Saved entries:
PR #530, opened 2021-10-04
create global text color and background css

muhajirdev:
### Summary
Status: testing

### Screenshots

with global css + local color removed
image

without global css + local color removed
image


src/styles/global.scss
```diff
@@ -0,0 +1,4 @@
+body {
+  background: var(--color-background-default);
+  color: var(--color-text-default);
+}
```
tifa2UP, line 4: Need to do two extra things: 
1. move our global theme settings out of ThemeProvider.module.scss to global.scss and delete that file. 
2. Remove usages of color: var(--color-text-default); and background: var(--color-background-default); since they're now redundant in most components

src/styles/global.scss
```diff
@@ -10,6 +10,12 @@ body {
   ::-moz-selection {
     background: var(--color-highlight);
   }
+
+  overscroll-behavior-y: none;
+  font-family: "ProximaVara", "Helvetica Neue", Helvetica, Arial;
+  line-height: 1;
```
tifa2UP: part of reset

tifa2UP (approved):

PR #531, opened 2021-10-04
fix: audio data bug

muhajirdev:
### Summary

There's a bug when we rename audioFile -> audioData. The backend is still returning filed `audio_files`. This PR fixed the issue


muhajirdev:
merging this, since this is a critical fix

PR #541, opened 2021-10-07
Add command bar

osamasayed:
### Summary
This PR adds a global command bar that is accessible from any page. The command bar can be opened either by clicking `cmd+k` or by clicking on the trigger in the homepage. Currently it can be used to navigate to certain Juz, Page, Hizb, Surah or Verse.

### Screenshots
Screen Shot 2021-10-07 at 14 24 51
Screen Shot 2021-10-07 at 14 25 01
Screen Shot 2021-10-07 at 14 25 14
Screen Shot 2021-10-07 at 14 25 30
Screen Shot 2021-10-07 at 14 25 41

### DIFF
--- a/src/components/CommandBar/CommandBarTrigger/index.tsx
+++ b/src/components/CommandBar/CommandBarTrigger/index.tsx
@@ -1,0 +1,26 @@
+import React, { useCallback } from 'react';
+
+import { useDispatch } from 'react-redux';
+
+import IconSearch from '../../../../public/icons/search.svg';
+
+import styles from './CommandBarTrigger.module.scss';
+
+import KeyboardInput from 'src/components/dls/KeyboardInput';
+import { toggleIsOpen } from 'src/redux/slices/commandBar';
+
+const CommandBarTrigger: React.FC = () => {
+  const dispatch = useDispatch();
+  const onClick = useCallback(() => {
+    dispatch({ type: toggleIsOpen.type });
+  }, [dispatch]);
+  return (
+    <button className={styles.container} type="button" onClick={onClick}>
+      <IconSearch />
+      <span className={styles.text}>Quick access to anything</span>
+      <KeyboardInput meta keyboardKey="K" />
+    </button>
+  );
+};
+
+export default CommandBarTrigger;
--- a/src/components/CommandBar/CommandsList/index.tsx
+++ b/src/components/CommandBar/CommandsList/index.tsx
@@ -7,6 +7,7 @@ import { useRouter } from 'next/router';
 import { useHotkeys } from 'react-hotkeys-hook';
 import { useDispatch } from 'react-redux';
 
+import CloseIcon from '../../../../public/icons/close.svg';
 import NavigateIcon from '../../../../public/icons/east.svg';
 
 import styles from './CommandList.module.scss';
@@ -103,7 +104,7 @@ const CommandsList: React.FC<Props> = ({ navigationItems, isPreInput = false }) 
     );
   }
 
-  const onItemHover = (itemIndex: number) => {
+  const onItemSelected = (itemIndex: number) => {
     setSelectedItemIndex(itemIndex);
   };
 
@@ -124,7 +125,7 @@ const CommandsList: React.FC<Props> = ({ navigationItems, isPreInput = false }) 
                 [styles.selected]: selectedItemIndex === index,
               })}
               onClick={() => navigateToItem(navigationItem)}
-              onMouseOver={() => onItemHover(index)}
+              onMouseOver={() => onItemSelected(index)}
             >
               <div className={styles.commandItemBody}>
                 <span className={styles.commandPrefix}>
@@ -139,7 +140,7 @@ const CommandsList: React.FC<Props> = ({ navigationItems, isPreInput = false }) 
                     size={ButtonSize.Small}
                     onClick={(e) => onRemoveItemClicked(e, navigationItem.key)}
                   >
-                    X
+                    <CloseIcon />
                   </Button>
                 ) : (
                   <KeyboardInput keyboardKey="enter" />
--- a/src/components/CommandBar/CommandsList/index.tsx
+++ b/src/components/CommandBar/CommandsList/index.tsx
@@ -1,0 +1,156 @@
+/* eslint-disable jsx-a11y/click-events-have-key-events */
+/* eslint-disable jsx-a11y/mouse-events-have-key-events */
+import React, { MouseEvent, useState, useCallback, RefObject } from 'react';
+
+import classNames from 'classnames';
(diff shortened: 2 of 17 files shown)


src/components/CommandBar/CommandsList/index.tsx
```diff
@@ -0,0 +1,156 @@
+/* eslint-disable jsx-a11y/click-events-have-key-events */
```
tifa2UP, line 1: prefer doing this on top of statements, not on top of file. to know exactly what we're disabling

src/components/CommandBar/CommandBarTrigger/index.tsx
```diff
@@ -0,0 +1,26 @@
...
+const CommandBarTrigger: React.FC = () => {
+  const dispatch = useDispatch();
+  const onClick = useCallback(() => {
+    dispatch({ type: toggleIsOpen.type });
+  }, [dispatch]);
+  return (
+    <button className={styles.container} type="button" onClick={onClick}>
+      <IconSearch />
+      <span className={styles.text}>Quick access to anything</span>
+      <KeyboardInput meta keyboardKey="K" />
```
tifa2UP, line 21: discussed this offline, meta should show control on windows

src/components/CommandBar/CommandsList/index.tsx
```diff
@@ -0,0 +1,156 @@
...
+  const router = useRouter();
+  const dispatch = useDispatch();
+  const onUpKeyClicked = useCallback(
+    (event: KeyboardEvent) => {
+      // prevent the input's cursor to jump to the end of the input value.
+      event.preventDefault();
+      setSelectedItemIndex((prevSelectedItemIndex) => prevSelectedItemIndex - 1);
+      scrollToSelectedItem();
+    },
+    [scrollToSelectedItem],
```
tifa2UP, line 44: want to double check that this on triggered when the command bar is open

src/components/CommandBar/CommandsList/index.tsx
```diff
@@ -0,0 +1,156 @@
...
+
+  if (!numberOfItems) {
+    return (
+      <p className={styles.noResult}>
+        {isPreInput ? 'No recent navigations' : 'No navigation results'}{' '}
+      </p>
+    );
+  }
+
+  const onItemHover = (itemIndex: number) => {
```
tifa2UP, line 106: nit: should we call this highlight/select instead of hover? hover usually indicates mouse hovering

src/components/CommandBar/CommandsList/index.tsx
```diff
@@ -0,0 +1,156 @@
...
+                {navigationItem.name}
+              </div>
+              <div className={styles.keyboardInputContainer}>
+                {isPreInput ? (
+                  <Button
+                    variant={ButtonVariant.Ghost}
+                    size={ButtonSize.Small}
+                    onClick={(e) => onRemoveItemClicked(e, navigationItem.key)}
+                  >
+                    X
```
tifa2UP, line 142: haha, the everlasting hack. Let's use an x icon here. Muhajir recently added a small cross icon from radix ui

src/components/CommandBar/index.tsx
```diff
@@ -0,0 +1,30 @@
...
+const CommandBar: React.FC = () => {
+  const dispatch = useDispatch();
+  const isOpen = useSelector(selectCommandBarIsOpen, shallowEqual);
+  const toggleShowCommandBar = useCallback(() => {
+    dispatch({ type: toggleIsOpen.type });
+  }, [dispatch]);
+  const closeCommandBar = useCallback(() => {
+    dispatch({ type: setIsOpen.type, payload: false });
+  }, [dispatch]);
+  useHotkeys('cmd+k', toggleShowCommandBar, [dispatch]);
```
tifa2UP, line 20: discussed offline

src/components/DataFetcher/index.tsx
```diff
@@ -56,4 +56,4 @@ const DataFetcher: React.FC<Props> = ({ queryKey, render, initialData }: Props):
   return render(data);
 };
 
-export default DataFetcher;
+export default memo(DataFetcher);
```
tifa2UP, line 59: nice

src/components/CommandBar/index.tsx
```diff
@@ -0,0 +1,30 @@
...
+  useHotkeys('Escape', closeCommandBar, { enabled: isOpen, enableOnTags: ['INPUT'] }, [dispatch]);
+
+  return (
+    <Modal isOpen={isOpen} onClickOutside={closeCommandBar}>
+      <CommandBarBody />
```
tifa2UP, line 25: can we render this conditionally only when the modal is open (not sure if that's handled as part of the modal code). This way we can make our dom footprint smaller.

src/components/GlobalKeyboardListeners.tsx
```diff
@@ -0,0 +1,13 @@
+import React from 'react';
+
+import CommandBar from 'src/components/CommandBar';
+
+const GlobalKeyboardListeners: React.FC = () => {
+  return (
+    <>
+      <CommandBar />
```
tifa2UP, line 8: hmmm, a few thoughts here:

1. It seems to me that the commandbar component is not a keyboard listener. A keyboard listener would just dispatch an action to set the commandbar to be open but wouldn't have the actual component code.
2.  Was going to suggest rendering it conditionally but better do it inside of the component body, left the comment above
3. If we apply 1. should CommandBar be under app directly, similar to the feedback widget

src/components/dls/KeyboardInput/KeyboardInput.module.scss
```diff
@@ -12,4 +14,7 @@
   > span + span {
     margin-left: var(--spacing-xsmall);
   }
+  @include breakpoints.smallerThanTablet {
+    display: none;
+  }
 }
```
tifa2UP, line 20: nice

src/components/CommandBar/CommandsList/index.tsx
osamasayed: It still shows the error when using for `next-line` so had to resort to this.

src/components/CommandBar/index.tsx
osamasayed: It's handled as part of the Modal. Anything that is inside the `Modal` is ever mounted in the DOM only when the `Modal` is open.

src/redux/store.ts
```diff
@@ -30,7 +31,7 @@ import theme from './slices/theme';
 
 const persistConfig = {
   key: 'root',
-  version: 7,
+  version: 9,
```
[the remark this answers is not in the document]
tifa2UP: yup

tifa2UP (approved):

PR #130, opened 2015-08-26
Cb 9544

tripodsan:
This PR implements the file plugin for OSX.


shazron:
Merged in, but did not auto-close, so if you can close this that would be great.

tripodsan:
thanks. there is a last change regarding the location of the applicationDirectory. this needs to point to the resource path of the application, so that the 'www' directory is directly underneath.

PR #134, opened 2015-09-30
Fix for truncate.js to actually truncate on Blackberry

4C51:
Just need to call the truncate method on the fileWriter.


surajpindoria:
Blackberry is no longer supported. Closing.

PR #135, opened 2015-10-01
Adding permissions, giving read seems to give write access as well

infil00p:
This is so we can write to the shared directory if we need to.

### DIFF
--- a/src/android/FileUtils.java
+++ b/src/android/FileUtils.java
@@ -18,9 +18,12 @@
  */
 package org.apache.cordova.file;
 
+import android.Manifest;
 import android.app.Activity;
 import android.content.Context;
+import android.content.pm.PackageManager;
 import android.net.Uri;
+import android.os.Build;
 import android.os.Environment;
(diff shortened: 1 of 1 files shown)


src/android/FileUtils.java
```diff
@@ -65,9 +69,27 @@ Licensed to the Apache Software Foundation (ASF) under one
...
     private boolean configured = false;
+    private String lastRawArgs;
+
+    private CallbackContext callback;
+
+    /*
+     * We need both read and write when accessing the storage, I think.
+     */
+
+    private String [] permissions = {
```
nikhilkh: this is unused - why not just remove it.

riknoll:
The [permission reference](http://developer.android.com/reference/android/Manifest.permission.html#READ_EXTERNAL_STORAGE) seems to indicate that getting the WRITE_EXTERNAL_STORAGE permission implicitly gives READ_EXTERNAL_STORAGE, not the other way around. Do we depend on the read permission granting write?

PR #136, opened 2015-10-05
Fix crash and add new feature

coderReview:
1- Fix crash when modified date is null (NullPointerException)
2- Added mime-type to Metadata (in Android when Content filesystem is used is the only way to know which file type is being handled.

### DIFF
--- a/src/android/ContentFilesystem.java
+++ b/src/android/ContentFilesystem.java
@@ -184,7 +184,7 @@ public class ContentFilesystem extends Filesystem {
         return null;
 	}
 	
-	protected Long lastModifiedDateForCursor(Cursor cursor) {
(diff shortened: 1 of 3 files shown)


src/android/ContentFilesystem.java
```diff
@@ -193,7 +193,7 @@ protected Long lastModifiedDateForCursor(Cursor cursor) {
             	return Long.parseLong(dateStr);
             }
         }
-        return null;
+        return 0;
```
riknoll: Should this return 0? Perhaps the null result can be converted to [JSONObject.NULL](http://developer.android.com/reference/org/json/JSONObject.html#NULL) in `lastModifiedDateForCursor()` to avoid special return values.

PR #141, opened 2015-10-23
CB-9851 Document cdvfile protocol quirk - using cdvfile:// in the DOM…

daserge:
… is not supported on Windows

[Jira issue](https://issues.apache.org/jira/browse/CB-9851)


ghenry22:
I reported this and can confirm it is the case on the windows platform.  This is a trivial change to the docs but very useful information for anyone working with this cordova platform as it's a platform specific quirk.

Would be good to get this merged as it may well save people porting apps a lot of time.

PR #143, opened 2015-10-28
CB-9887 cordova.file.* paths for windows platform

ghenry22:
Update the plugin to define cordova.file.* paths for windows platform as appropriate.

Documentation updated to show where to store things.

Have tested this in my own app and the paths are detected as file plugin works as expected now.

Means you can use cordova.file.dataDirectory in your app and then run that app on ios, android, windows with consistent behaviour without requiring platform specific code.

### DIFF
--- a/src/windows/FileProxy.js
+++ b/src/windows/FileProxy.js
@@ -497,7 +497,7 @@ module.exports = {
     },
     requestAllPaths: function(success){
         success(windowsPaths);
-    }
+    },
     getFileMetadata: function (success, fail, args) {
         module.exports.getMetadata(success, fail, args);
     },
--- a/src/windows/FileProxy.js
+++ b/src/windows/FileProxy.js
@@ -173,8 +173,8 @@ var windowsPaths = {
     cacheDirectory: "ms-appdata:///temp/",
     tempDirectory: "ms-appdata:///temp/",
     syncedDataDirectory: "ms-appdata:///roaming/",
-    applicationDirectory: "ms-appdata:///",
-    applicationStorageDirectory: "ms-appdata:///"
+    applicationDirectory: "ms-appx:///",
+    applicationStorageDirectory: "ms-appx:///"
 };
 
 var AllFileSystems; 
--- a/src/windows/FileProxy.js
+++ b/src/windows/FileProxy.js
@@ -173,7 +173,8 @@ var windowsPaths = {
     cacheDirectory: "ms-appdata:///temp/",
     tempDirectory: "ms-appdata:///temp/",
     syncedDataDirectory: "ms-appdata:///roaming/",
-    applicationDirectory: "ms-appdata:///"
+    applicationDirectory: "ms-appdata:///",
+    applicationStorageDirectory: "ms-appdata:///"
 };
 
 var AllFileSystems; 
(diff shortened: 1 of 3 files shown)


arangas:
I've tested and examined this and it looks great, thanks! Is there any reason not to define applicationStorageDirectory and set it to the same value as dataDirectory?

ghenry22:
my understanding is that applicationStorageDirectory is a bit redundant.  It is the same as the applicationDirectory but has a note that you can change to the specific subdirectories that might have write access (ie /local is the same as where dataDirectory already points).

I can add it in case it's useful to someone purely for compatibility though.

ghenry22:
added applicationStorageDirectory to defined paths and updated readme with relevant comments for this path.

arangas:
I see, I wasn't aware of that! I've tested this and looks good, cheers. It would be great to get this merged.

purplecabbage:
Hi @ghenry22 !
This looks good, as do your other prs.  Have you signed an iCLA? [1] 
It is hard to tell because you do not have your name on your github profile, so I have nothing the verify against [2] 

[1] http://cordova.apache.org/contribute/
[2]  https://people.apache.org/committer-index.html

ghenry22:
@purplecabbage yep I have signed an ICLA and have already had a PR merged into the file plugin.

I'll send you a direct message on slack with full name etc to make it easier to verify

jasongin:
It looks like CB-9090 and CB-8257 are about exactly the same problem as this CB-9887.

src/windows/FileProxy.js
```diff
@@ -168,6 +168,15 @@ WinFS.prototype.__format__ = function(fullPath) {
     return 'cdvfile://localhost' + path;
 };
 
+var windowsPaths = {
+    dataDirectory: "ms-appdata:///local/",
+    cacheDirectory: "ms-appdata:///temp/",
+    tempDirectory: "ms-appdata:///temp/",
+    syncedDataDirectory: "ms-appdata:///roaming/",
+    applicationDirectory: "ms-appdata:///",
```
jasongin: I think applicationDirectory and applicationStorageDirectory should point to ms-appx:/// rather than ms-appdata:///

ghenry22:
CB-9090 is for the whitelist plugin
CB-8257 is the same issue but for the wp8 platform.  This fix is for the windows platform, I don't have native code skills to update the wp8 plugin.

jasongin:
Sorry I mistyped... I meant to refer to CB-9020 not CB-9090.
I was thinking CB-8257 was referring to WP 8.1 (which uses the 'windows' platform for plugins), but it might actually be just WP 8.0, which doesn't support the cordova.file.* paths either.

ghenry22:
CB-9020 does say they are targeting WP 8.1 which uses the new windows platform so this PR would also resolve CB-9020.

CB8257 seems to refer specifically to the wp8 platform which uses different native code. Although I thought that wp8 support was deprecated so perhaps that could be closed with a will not fix deprecated and advice to update to target WP8.1 to resolve the issue?

Regarding the path changes you mentioned you're probably right, or maybe it should be ms-appx-web?  I'll do a bit of reading and update the PR if necessary.

ghenry22:
MS docs confirm the same, should be ms-appx:///

Committing an update to fix now.

reference:
https://msdn.microsoft.com/en-us/library/windows.applicationmodel.package.installedlocation.aspx

ghenry22:
once merged you could also close out PR #121 as duplicate as it attempts to solve the same issue but generates absolute paths from c:\... which are not usable in the app and result in encoding errors when used with file or file transfer plugin.

purplecabbage:
Done! Thanks ghenry22 !

PR #144, opened 2015-10-30
Fix CB-9752: FileEntry.getDirectory fails with assets filesystem

jasongin:
Calls to FileEntry.getDirectory() on an asset entry would internally call
the AssetFileSystem.listAssets() method using an asset path with a
trailing slash, regardless of whether a trailing slash was included by
the user. But neither the asset list cache (from cdvasset.manifest) nor
Android's AssetManager.list() API support matching a path with a trailing
slash. That resulted in a TypeMismatchException thrown from
AssetFileSystem.getFileForLocalURL(), because the asset path was found
but not matched as a directory as expected by the caller.

This fix removes the trailing slash from the asset path before matching
against the asset list cache or calling Android's AssetManager.list() API.
A new unit test for getting asset directories fails without and passes
with the fix.

While I'm here, I'm also adding a unit test for reading asset file
contents. There are a couple old bug reports about that (CB-7273,
CB-8350). The bugs don't repro anymore, but I'm adding the test anyway
since there wasn't good test coverage before.

### DIFF
--- a/src/android/AssetFilesystem.java
+++ b/src/android/AssetFilesystem.java
@@ -78,6 +78,9 @@ public class AssetFilesystem extends Filesystem {
         if (assetPath.startsWith("/")) {
             assetPath = assetPath.substring(1);
         }
+        if (assetPath.endsWith("/")) {
+            assetPath = assetPath.substring(0, assetPath.length() - 1);
+        }
         lazyInitCaches();
         String[] ret = listCache.get(assetPath);
         if (ret == null) {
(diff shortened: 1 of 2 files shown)


jasongin:
@infil00p or @riknoll can you review?

infil00p:
Where are you adding the unit test? We currently don't have a way to unit test plugins.

jasongin:
Oh, yeah "unit test" was probably not the right term.

riknoll:
LGTM. Tested on an Android 6.0 device and on an Android 5.1.1 emulator and ran mobilespec. I'll merge this in at the end of the day.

**Task to complete:**
Return, exactly, the lines from the first line of the records above to the line containing "1. move our", both included.

**Result:**
PR #530, opened 2021-10-04
create global text color and background css

muhajirdev:
### Summary
Status: testing

### Screenshots

with global css + local color removed
image

without global css + local color removed
image


src/styles/global.scss
```diff
@@ -0,0 +1,4 @@
+body {
+  background: var(--color-background-default);
+  color: var(--color-text-default);
+}
```
tifa2UP, line 4: Need to do two extra things: 
1. move our global theme settings out of ThemeProvider.module.scss to global.scss and delete that file. 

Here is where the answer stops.